(Entries shown begins)
Issue #1446, opened 2023-09-14
Upgrade our Haskell toolchain


infomiho:
We are looking to upgrade our Haskell toolchain to the latest LTS/stable version. That would mean 9.X.X for GHC and we need to investigate which makes most sense for Wasp.

Possible steps:
1. Investigate which tools we need to upgrade (GHC, Cabal)
2. Decide on the versions we want to use
3. Upgrade
4. Test

infomiho:
When we upgrade the Haskell tool chain, make sure we update the Github actions used as well: https://github.com/wasp-lang/wasp/pull/2239

Martinsos:
We should also update the ormolu version we use. Would be also cool if there is a way to specify ormolu version per-project -> right now if I am working on two Haskell projects and one of them uses older ormolu and the other one uses the newer one, I can't easily switch because ormolu is on whatever version is installed via plugin for my IDE. Maybe we just need to tell editor to use the local version of ormolu when working on a specific project, the one we currently install as a `dev-tool`? If we can specify that in our plugins, to get it to not use the global ormolu installation but the local one per-project, and if that one is fast enough, then that is probably how it should be done (and that would reflect how it is done in other ecosystems). Yeah that must be the right way. Maybe there is a way to specify it in cabal file? We should read ormolu docs again, and also ask around how others do it.

Martinsos:
Ok yeah from vscode you can tell it to use ormolu from specific path, this is what @FranjoMindek does:
```
{
  "ormolu.path": "~/git/wasp/waspc/.bin/ormolu",
  "haskell.manageHLS": "GHCup",
  "haskell.toolchain": {
    "hls": "1.8.0.0"
  },
  "[haskell]": {
    "editor.defaultFormatter": "sjurmillidahl.ormolu-vscode",
    "editor.tabSize": 2
  },
}
```

cprecioso:
Whoever takes this, you might want to take a look at #2759 while you're here

FranjoMindek:
Note when updating `ormolu` take care to properly also update `run-ormolu` action inside of `check-formatting.yaml`.

https://github.com/wasp-lang/wasp/pull/3112/files#diff-b33df3bc1b0e0e2d5de6a1598d468a6fea6cf9dc2660c363ade3638ad011b91aR46-R47

We need to bump the version if we end up with `ormolu` version >= 0.7.5.0

PR #2239, opened 2024-08-14
Updates actions in the CI

infomiho:
The action we used to setup Haskell got deprecated: https://github.com/haskell/actions?tab=readme-ov-file

EDIT: this might be a no go, since MacOS builds fail. Related issue: https://github.com/haskell-actions/setup/issues/77 -> workaround is to use MacOS 13 instead of the latest MacOS 14.


waspc/README.md
```diff
@@ -11,15 +11,15 @@ If you would like to make your first contribution, here is a handy checklist we
 - [ ] Read [Quick overview](#quick-overview).
 - [ ] Compile the project successfully and get todoApp example running (follow [Basics](#basics)).
 - [ ] Join [Discord](https://discord.gg/rzdnErX) and say hi :)!
-- [ ] Pick an issue [labeled with "good first issue"](https://github.com/wasp-lang/wasp/issues?q=is%3Aissue+is%3Aopen+label%3A%22good+first+issue%22) and let us know you would like to work on it - ideally immediatelly propose a plan of action and ask questions.
+- [ ] Pick an issue [labeled with "good first issue"](https://github.com/wasp-lang/wasp/issues?q=is%3Aissue+is%3Aopen+label%3A%22good+first+issue%22) and let us know you would like to work on it - ideally immediately propose a plan of action and ask questions.
```
infomiho, line 14: Changes in `waspc` dir to trigger the CI

Martinsos:
> The action we used to setup Haskell got deprecated: https://github.com/haskell/actions?tab=readme-ov-file
> 
> EDIT: this might be a no go, since MacOS builds fail. Related issue: [haskell-actions/setup#77](https://github.com/haskell-actions/setup/issues/77) -> workaround is to use MacOS 13 instead of the latest MacOS 14.

What would also help is us upgrading to the newer GHC!

infomiho:
@Martinsos How big of an undertaking is to upgrade to GHC 9.X?

Martinsos:
> @Martinsos How big of an undertaking is to upgrade to GHC 9.X?

Ha not sure, if I had to estimate it now, I would say it would take me, who knows the Haskell setup we currently have the best, probably a couple of days. Depends if hit any dep that is problematic or not. I would say 2 days if we are lucky, 5 days if there are a lot of deps that need a major update (Tasty testing suite might be such one).

Martinsos:
Issue we have here: https://github.com/wasp-lang/wasp/issues/1446 , you opened it.

We could go after this sooner than later.

infomiho:
Closing this as stale and I'll add a comment in the #1446 issue to consider implementing the changes from here as well.

PR #2243, opened 2024-08-21
Use native DB type in injected auth models if user uses it

### LINKED ISSUE #2167: Using native DB fields for `User` id is not supported when using Wasp auth
If users want to use Wasp's auth system, we ask users to specify the `userEntity` e.g. `User`. We then in the background connect the `User` entity with our internal `Auth` entity via a one-to-one relationship. We take into account the type of the `User` entity ID field when creating the relation.

If it's a `String` or `Int` we'll use that in the `Auth` entity:

```diff
  authEntityPslBody =
    T.unpack
      [trimming|
        id ${authEntityIdTypeText}   @id @default(uuid())
+       userId    ${userEntityIdTypeText}? @unique
        ${userFieldOnAuthEntityNameText}      ${userEntityNameText}?    @relation(fields: [userId], references: [${userEntityIdFieldName}], onDelete: Cascade)
        ${identitiesFieldOnAuthEntityNameText} ${authIdentityEntityNameText}[]
        ${sessionsFieldOnAuthEntityNameText}   ${sessionEntityNameText}[]
      |]
```

What we don't take into account is that if the user uses native DB types e.g. `@db.Uuid`:
```diff
model User {
+ id                String       @id @default(dbgenerated("gen_random_uuid()")) @db.Uuid
  createdAt         DateTime     @default(now())
  updatedAt         DateTime     @default(now())
  email             String       @unique
  firstName         String
  lastName          String
  phone             String       @unique
}
```
The resulting `Auth` entity will have the `userId` type as `String` but it will be missing `@db.Uuid` annotation. 

### Solution

We should take into account the `@db.{type}` attributes and apply them alongside the `userEntityIdTypeText`, something like this:
```diff
  authEntityPslBody =
    T.unpack
      [trimming|
        id ${authEntityIdTypeText}   @id @default(uuid())
+       userId    ${userEntityIdTypeText}? @unique ${optionalNativeDbTypeText}
        ${userFieldOnAuthEntityNameText}      ${userEntityNameText}?    @relation(fields: [userId], references: [${userEntityIdFieldName}], onDelete: Cascade)
        ${identitiesFieldOnAuthEntityNameText} ${authIdentityEntityNameText}[]
        ${sessionsFieldOnAuthEntityNameText}   ${sessionEntityNameText}[]
      |]
```

Based on this comment: https://github.com/wasp-lang/wasp/issues/2137#issuecomment-2213965587

infomiho:
Closes #2167


waspc/src/Wasp/Psl/Ast/Attribute.hs
```diff
@@ -19,3 +21,7 @@ data Attribute = Attribute
     _attrArgs :: [Psl.Argument.Argument]
   }
   deriving (Show, Eq, Data)
+
+-- | @db.Uuid or @db.String or @db.VarChar are examples of native db types.
+isNativeDbTypeAttr :: Attribute -> Bool
+isNativeDbTypeAttr = isPrefixOf "db." . _attrName
```
Martinsos, line 27:
```suggestion
isNativeDbTypeAttr = ("db." `isPrefixOf`) . _attrName
```
reads nicer :D

waspc/test/Generator/AuthInjectionTest.hs
Martinsos, line 1: A lot of AST here which is a bit hard to read / maintain -> any way we might be able to replace it with actual PSL, here in the test? That is parsed either during test runtime, or even test compile time if that is doable (although I think I remember we had hard time with that).
If not, never mind, but if yes, I think it could make the test easier to read and maintain.

Martinsos (approved):
@infomiho nice stuff! I approved it, but check the comment about possibly making the test more readable.

waspc/test/Generator/AuthInjectionTest.hs
infomiho: > That is parsed either during test runtime

I've done this bit since it was similar to something we already did with the full schema file. https://github.com/wasp-lang/wasp/blob/362ccff7181053a5c479fa72c38b92c8a20019ce/waspc/test/Util/Prisma.hs#L10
(Entries shown ends)
Copy every single line of the material above that holds "setup".

The action we used to setup Haskell got deprecated: https://github.com/haskell/actions?tab=readme-ov-file
EDIT: this might be a no go, since MacOS builds fail. Related issue: https://github.com/haskell-actions/setup/issues/77 -> workaround is to use MacOS 13 instead of the latest MacOS 14.
> The action we used to setup Haskell got deprecated: https://github.com/haskell/actions?tab=readme-ov-file
> EDIT: this might be a no go, since MacOS builds fail. Related issue: [haskell-actions/setup#77](https://github.com/haskell-actions/setup/issues/77) -> workaround is to use MacOS 13 instead of the latest MacOS 14.
Ha not sure, if I had to estimate it now, I would say it would take me, who knows the Haskell setup we currently have the best, probably a couple of days. Depends if hit any dep that is problematic or not. I would say 2 days if we are lucky, 5 days if there are a lot of deps that need a major update (Tasty testing suite might be such one).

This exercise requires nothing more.